**EXERCISE:** Pull every line with "seems" from the material.

**RECORDS FOR THE EXERCISE:**
PR #773, opened 2025-12-31
Avoid excessive cross-crate monomorphization

yihozhang:
This halves build time of egglog main crate from 28s to 12s on my m2 macbook under release mode. The artifact size also goes down from 10M to 7.8M.

### DIFF
--- a/core-relations/src/free_join/mod.rs
+++ b/core-relations/src/free_join/mod.rs
@@ -193,61 +193,55 @@ pub fn make_external_func<
     Wrapped(f)
 }
 
-pub(crate) trait ExternalFunctionExt: ExternalFunction {
-    /// A vectorized variant of `invoke` to avoid repeated dynamic dispatch.
-    ///
-    /// Implementors should not override this manually (in fact, they shouldn't
-    /// even be able to; some types are private); the default implementation
-    /// delegates core logic to `invoke`.
-    #[doc(hidden)]
-    fn invoke_batch(
-        &self,
-        state: &mut ExecutionState,
-        mask: &mut Mask,
-        bindings: &mut Bindings,
-        args: &[QueryEntry],
-        out_var: Variable,
-    ) {
-        let pool: Pool<Vec<Value>> = with_pool_set(|ps| ps.get_pool().clone());
-        let mut out = pool.get();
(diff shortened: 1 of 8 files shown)


core-relations/src/free_join/mod.rs
```diff
@@ -193,61 +193,55 @@ pub fn make_external_func<
...
+            this.invoke(state, args.as_slice())
         });
-        bindings.replace(out);
-    }
+    });
+    bindings.insert(out_var, &out);
 }
 
-impl<T: ExternalFunction> ExternalFunctionExt for T {}
+/// A variant of [`ExternalFunctionExt::invoke_batch`] that overwrites the output variable,
```
oflatt: Documentation needs updating. Shouldn't clippy docs have caught this invalid reference? I noticed we don't error on some doc warnings. We should turn that on.

oflatt:
Interesting, do you know why it's slow to compile the old version? Duplicates these methods for each external function maybe?

core-relations/src/free_join/mod.rs
```diff
@@ -193,61 +193,55 @@ pub fn make_external_func<
...
-        bindings: &mut Bindings,
-        args: &[QueryEntry],
-        out_var: Variable,
-    ) {
-        let mut out = bindings.take(out_var).expect("out_var must be bound");
-        for_each_binding_with_mask!(mask, args, bindings, |iter| {
-            iter.assign_vec_and_retain(&mut out.vals, |_, args| self.invoke(state, &args))
+/// A vectorized variant of `invoke` to avoid repeated dynamic dispatch.
+///
+/// Implementors should not override this manually (in fact, they shouldn't
```
oflatt: People can't override this anymore right?

oflatt (approved):
Nice!

ezrosent:
I _think_ this PR broke compilation for a bunch of unit tests. are we not running all tests in CI?

ezrosent:
Also FYI: this particular instance of cross-crate monomorphization was intentional: I wanted to get the tight loop compiled down for each external function. I guess none of our benchmarks actually benefit from this, but we may want to revisit in the future for the next big eval.

PR #775, opened 2026-01-02
Use bitset instead of Vec<Option<T>> for DenseIdMap

yihozhang:
Draft PR to see if it actually leads to speedup


yihozhang:
The typical map size is probably too small for this optimization to kick in. Closing for now...

yihozhang:
Okay I'm out of ideas. Closing again

PR #838, opened 2026-04-04
[codex] perf(rust_rule): share table actions across matches

MilkBlock:
This follow-up isolates a simpler version of the Rust-rule table action optimization on top of `main`.

Rust rules currently clone the full `table_actions` map on every match because `RustRuleContext` owns that map, and `TableAction::insert` / `TableAction::subsume` require `&mut self`. In practice, that mutable state was only the reusable `scratch` buffer inside `TableAction`; the semantic table metadata (`table`, `table_math`, `default`, `timestamp`) is immutable after construction.

This change removes `scratch` from `TableAction` and replaces its uses with per-call temporary vectors in `insert` and `subsume`. That lets both methods take `&self` instead of `&mut self`. With that API change, `RustRuleRhs` can hold a shared `Arc<HashMap<String, TableAction>>` and `RustRuleContext` can borrow it rather than cloning the entire map for every match.

Effectively, this makes the optimization much smaller and more direct:
- `TableAction` becomes immutable metadata plus behavior
- `RustRuleContext` borrows shared table actions instead of copying them
- the old per-clone scratch-buffer reset logic disappears

I also cleaned up now-unneeded `mut` bindings at the few call sites that were only mutable because `insert` previously required `&mut self`.

Validation performed locally:
- `cargo test -p egglog-bridge`
- `cargo test -p egglog --lib`
- `cargo bench --bench rust_api_benchmarking --no-run`

### DIFF
--- a/egglog-bridge/src/lib.rs
+++ b/egglog-bridge/src/lib.rs
@@ -1442,25 +1442,12 @@ impl ResolvedMergeFn {
 /// This is an intern-able struct that holds all the data needed
 /// to do table operations with an [`ExecutionState`], assuming
 /// that the [`FunctionId`] for the table is known ahead of time.
-#[derive(Debug, PartialEq, Eq, Hash)]
+#[derive(Debug, PartialEq, Eq, Hash, Clone)]
 pub struct TableAction {
     table: TableId,
     table_math: SchemaMath,
     default: Option<MergeVal>,
     timestamp: CounterId,
-    scratch: Vec<Value>,
-}
-
-impl Clone for TableAction {
-    fn clone(&self) -> Self {
-        Self {
-            table: self.table,
-            table_math: self.table_math,
-            default: self.default,
-            timestamp: self.timestamp,
-            scratch: Vec::new(),
-        }
-    }
 }
 
 impl TableAction {
@@ -1483,7 +1470,6 @@ impl TableAction {
                 DefaultVal::Const(val) => Some(MergeVal::Constant(*val)),
             },
             timestamp: egraph.timestamp_counter,
-            scratch: Vec::new(),
         }
     }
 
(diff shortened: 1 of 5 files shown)


MilkBlock (commented):
Please review this instead @yihozhang

egglog-bridge/src/lib.rs
```diff
@@ -1525,20 +1511,19 @@ impl TableAction {
     }
 
     /// Insert a row into this table.
-    pub fn insert(&mut self, state: &mut ExecutionState, row: impl Iterator<Item = Value>) {
+    pub fn insert(&self, state: &mut ExecutionState, row: impl Iterator<Item = Value>) {
         let ts = Value::from_usize(state.read_counter(self.timestamp));
-        self.scratch.clear();
-        self.scratch.extend(row);
+        let mut scratch = row.collect::<Vec<_>>();
```
```suggestion
        let mut scratch = row.collect::<SmallVec<[_; 8]>>();
```

egglog-bridge/src/lib.rs
```diff
@@ -1547,25 +1532,22 @@ impl TableAction {
     }
 
     /// Subsume a row in this table.
-    pub fn subsume(&mut self, state: &mut ExecutionState, key: impl Iterator<Item = Value>) {
+    pub fn subsume(&self, state: &mut ExecutionState, key: impl Iterator<Item = Value>) {
         let ts = Value::from_usize(state.read_counter(self.timestamp));
-        self.scratch.clear();
-        self.scratch.extend(key);
+        let mut scratch = key.collect::<Vec<_>>();
```
```suggestion
        let mut scratch = key.collect::<SmallVec<[_; 8]>>();
```

src/prelude.rs
```diff
@@ -404,7 +419,7 @@ struct RustRuleRhs<F: Fn(&mut RustRuleContext, &[Value]) -> Option<()>> {
     name: String,
     inputs: Vec<ArcSort>,
     union_action: egglog_bridge::UnionAction,
-    table_actions: HashMap<String, egglog_bridge::TableAction>,
+    table_actions: std::sync::Arc<HashMap<String, egglog_bridge::TableAction>>,
```
yihozhang: I think table_actions does not need to be wrapped in an `Arc`.

yihozhang (changes requested):
Thank you! Sorry I didn't get your previous PR but this PR makes sense to me.

src/prelude.rs
MilkBlock: Thank you for your advice!

yihozhang (approved):
Looks good! Thank you

PR #840, opened 2026-04-09
Index optimized for small data

yihozhang:
4/5 of the indices built for some large benchmarks only have one element. It is expensive to build a ColumnIndex for them.

### DIFF
--- a/core-relations/src/free_join/execute.rs
+++ b/core-relations/src/free_join/execute.rs
@@ -46,7 +46,7 @@ use super::{
 
 const SMALL_RESIDUAL: usize = 8;
 
-struct SparseIndex {
+struct SparseColumnIndex {
     n_keys: usize,
     n_subsets: usize,
     keys: [Value; SMALL_RESIDUAL],
@@ -54,7 +54,7 @@ struct SparseIndex {
     subset_ids: [RowId; SMALL_RESIDUAL],
 }
 
-impl SparseIndex {
+impl SparseColumnIndex {
     fn keys(&self) -> &[Value] {
         &self.keys[..self.n_keys]
     }
@@ -105,7 +105,7 @@ impl SparseIndex {
             subset_ids[i] = row_id;
         }
 
-        SparseIndex {
+        SparseColumnIndex {
             n_keys,
             n_subsets,
             keys,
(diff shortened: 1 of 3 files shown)


yihozhang:
pinging @ezrosent ! I'd like this PR merged to see how other performance optimizations interact with this one.

core-relations/src/free_join/execute.rs
```diff
@@ -55,6 +155,7 @@ enum DynamicIndex {
     },
     Dynamic(TupleIndex),
     DynamicColumn(Arc<ColumnIndex>),
+    Sparse(SparseIndex),
```
ezrosent: nit: Should we keep the Tuple vs. Column naming here? (i.e. name it SparseColumnIndex).

core-relations/src/row_buffer/mod.rs
```diff
@@ -17,15 +17,102 @@ use crate::{
 #[cfg(test)]
 mod tests;
 
+/// A trait for types that can store a vector of `Value`s.
+///
+/// Can either be backed by a pool or SmallVec.
+pub trait ValueVec {
+    fn as_values(&self) -> &[Cell<Value>];
```
ezrosent: I don't think we need Cell<Value>

core-relations/src/row_buffer/mod.rs
```diff
@@ -17,15 +17,102 @@ use crate::{
...
+        let v: &mut Vec<Cell<Value>> = self;
+        v.extend(values.iter().copied().map(Cell::new));
+    }
+
+    fn refresh(&mut self) {
+        Pooled::refresh(self);
+    }
+}
+
+pub(crate) type SmallValueVec = SmallVec<[Cell<Value>; 64]>;
```
ezrosent, line 67: will we ever have more than 64 values in this vector? If not, can we use tinyvec? https://docs.rs/tinyvec/latest/tinyvec/

ezrosent (approved):

core-relations/src/row_buffer/mod.rs
yihozhang: Thanks for the pointer to tinyvec! I think this PR's usage will never have more than 64 values, but in general it could, because the caller of `scan_project` may call with an arbitrarily big subset

PR #844, opened 2026-04-10
Reuse sub-tries during query execution

yihozhang:
The existing implementation of TrieNode only caches the column index, which is a mapping from key to a list of Row Ids. However, subtries are still created every time a key of the TrieNode is probed/iterated. So the existing implementation can repeatedly create TrieNodes which is very wasteful. This PR tries to also store subtries as part of the TrieNode.

### DIFF
--- a/core-relations/src/free_join/execute.rs
+++ b/core-relations/src/free_join/execute.rs
@@ -941,7 +941,7 @@ impl<'a> JoinState<'a> {
                             updates.push_binding(*var, val[0]);
 
                             let node = if x.size() <= 16 {
-                                let sub = refine_subset(x.to_owned(&ps.get_pool()), &[], &table);
+                                let sub = refine_subset(x.to_owned(&ps.get_pool()), &a.cs, &table);
                                 Arc::new(TrieNode::new(sub))
                             } else {
                                 prober
--- a/core-relations/src/free_join/execute.rs
+++ b/core-relations/src/free_join/execute.rs
@@ -3,11 +3,11 @@
 use std::{
     cmp, iter, mem,
     ops::Range,
-    sync::{Arc, Mutex, OnceLock, atomic::AtomicUsize},
+    sync::{Arc, OnceLock, atomic::AtomicUsize},
 };
 
 use crate::{
-    common::{HashMap, ShardData, ShardId},
+    common::HashMap,
     free_join::plan::{JoinStages, MatId, MatScanMode, MatSpec},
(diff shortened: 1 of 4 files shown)


core-relations/src/free_join/execute.rs
```diff
@@ -457,18 +499,21 @@ impl Database {
 
                 let search_and_apply_timer = Instant::now();
                 'eval: {
+                    for JoinHeader { atom, subset, .. } in plan.header() {
+                        if subset.is_empty() {
+                            break 'eval;
+                        }
+                        let mut cur = Arc::try_unwrap(binding_info.unwrap_val(*atom)).unwrap();
```
ezrosent, line 508: Explain why this won't crash (i.e. the Arc always has refcount==1).

core-relations/src/free_join/execute.rs
```diff
@@ -600,7 +631,14 @@ struct JoinState<'a> {
     exec_state: ExecutionState<'a>,
 }
 
+// TODO: use SmallVec might be better
```
ezrosent: clean up these comments and document how ColumnIndexes is used?

core-relations/src/free_join/execute.rs
```diff
@@ -600,7 +631,14 @@ struct JoinState<'a> {
...
 type ColumnIndexes = IdVec<ColumnId, OnceLock<Arc<ColumnIndex>>>;
+// pub(crate) type ChildrenMaps =
+//     IdVec<ColumnId, OnceLock<Arc<HashMap<Value, OnceLock<Arc<TrieNode>>>>>>;
+
+// pub(crate) type ChildrenMaps = IdVec<ColumnId, OnceLock<Arc<DashMap<Value, Arc<TrieNode>>>>>;
+// pub(crate) type ChildrenMaps = IdVec<ColumnId, Arc<DashMap<Value, Arc<TrieNode>>>>;
+pub(crate) type ChildrenMaps = IdVec<ColumnId, ReadOptimizedLock<HashMap<Value, Arc<TrieNode>>>>;
```
ezrosent, line 641: Should this be a OnceLock instead? I'd expect we could initialize this hashmap once only..

ezrosent (approved):
Minor comments.

core-relations/src/free_join/execute.rs
yihozhang: The idea is that we won't necessarily build a subtrie for every value in the subset, but only the ones probed. With OnceLock we would need to initialize the HashMap with all the values I think?

PR #846, opened 2026-04-12
[codex] fold math microbenchmark into rust_api_benchmarking

MilkBlock:
## Summary

This change folds the Rust-rule math microbenchmark into the existing `rust_api_benchmarking` bench suite so it runs alongside the other Rust API hot-path benchmarks instead of living in a separate bench target.

It also cleans up the shared benchmark support by making `run_math_microbenchmark_iters` honor its `iters` parameter and by failing fast when Rust-rule registration itself fails during setup.

## Root cause

The math microbenchmark had been added as a standalone `[[bench]]`, which meant it was disconnected from the upstream Rust API benchmarking entrypoint that now carries the table-action hot-path cases. That made it harder to compare and maintain these Rust API microbenchmarks together.

The support helper also hard-coded eight iterations regardless of the caller input, which made the API misleading and hid issues in tests that expected to control iteration count.

## Fix

The math support module is now imported directly by `benches/rust_api_benchmarking.rs`, and a new `rust_rule_math_microbenchmark` divan bench is registered there.

A small test file exercises the setup path and one benchmark iteration, including the case where the global Rayon pool has already been initialized.

## Validation

- `cargo test --test rust_api_math_microbenchmark -- --nocapture`
- `cargo bench --bench rust_api_benchmarking -- --list`

### DIFF
--- a/.github/workflows/build.yml
+++ b/.github/workflows/build.yml
@@ -62,6 +62,7 @@ jobs:
           - rust_rule_fib
           - rust_rule_match_overhead
           - rust_rule_match_with_serialize
+          - rust_rule_math_microbenchmark
           - rust_rule_insert_loop
           - rust_rule_tableaction_hot_path
     steps:
--- a/benches/math_microbenchmark_support.rs
+++ b/benches/math_microbenchmark_support.rs
@@ -1,0 +1,572 @@
+use egglog::prelude::*;
+use egglog::sort::S;
+use egglog::{ArcSort, Value};
+use std::sync::Once;
+
+static CONFIGURE_RAYON: Once = Once::new();
+
+pub struct MathMicroBenchInput {
+    pub egraph: egglog::EGraph,
+    pub ruleset: String,
+}
+
+fn configure_rayon_once() {
+    CONFIGURE_RAYON.call_once(|| {
+        let _ = rayon::ThreadPoolBuilder::new()
+            .num_threads(1)
+            .build_global();
+    });
+}
+
+fn math_vars(math: &ArcSort, names: &[&'static str]) -> Vec<(&'static str, ArcSort)> {
+    names.iter().map(|name| (*name, math.clone())).collect()
+}
+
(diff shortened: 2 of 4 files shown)


saulshanabrook:
It doesn't look like this benchmark is run in CI currently?

MilkBlock:
I've checked the num_tuples generated by .egg and rust api.
```
egg time: 16.07482225s
[egg] total num_tuples = 1047896

rust time: 17.833966666s
[rust] total num_tuples = 1047896
```

MilkBlock:
```
Run CodSpeedHQ/action@v4
Run RUNNER_VERSION=""
Run actions/cache@668228422ae6a00e4ad889ee87cd7109ec5666a7
Cache hit for: codspeed-instruments-simulation-Linux-X64-6.17.0-1010-azure-4.13.0
Received 29076559 of 29076559 (100.0%), 44.7 MBs/sec
Cache Size: ~28 MB (29076559 B)
/usr/bin/tar -xf /home/runner/work/_temp/f23dc62d-fd50-468f-80d9-f787e82c75e3/cache.tzst -P -C /home/runner/work/egglog/egglog --use-compress-program unzstd
Cache restored successfully
Cache restored from key: codspeed-instruments-simulation-Linux-X64-6.17.0-1010-azure-4.13.0
Run actions/github-script@ed597411d8f924073f98dfc5c65a23a2325f34cd
Run RUNNER_VERSION="4.13.0"
Error: Installation of CodSpeed CLI with version 4.13.0 failed.
Reason: curl: (28) Failed to connect to codspeed.io port 443 after 135756 ms: Couldn't connect to server
Error: Process completed with exit code 1.
```
I don't quite understand what happens here. It seems like Codspeed connection is unstable now? 
I will have another try next day.

yihozhang:
I kicked a re-run and it works now. Looks good. Could you add the assertion that num_tuples = 1047896?

MilkBlock:
> I kicked a re-run and it works now. Looks good. Could you add the assertion that num_tuples = 1047896?

added

PR #848, opened 2026-04-14
Rebuild only when union find changes

oflatt:


saulshanabrook:
The included benchmark from luminal improves that script by 17% with this change. It also runs a bunch of rules, so seems significant that just improving let binding performance by referring rebuilding has such a big impact!

oflatt:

**ANSWER SECTION:**
I don't quite understand what happens here. It seems like Codspeed connection is unstable now? 
The included benchmark from luminal improves that script by 17% with this change. It also runs a bunch of rules, so seems significant that just improving let binding performance by referring rebuilding has such a big impact!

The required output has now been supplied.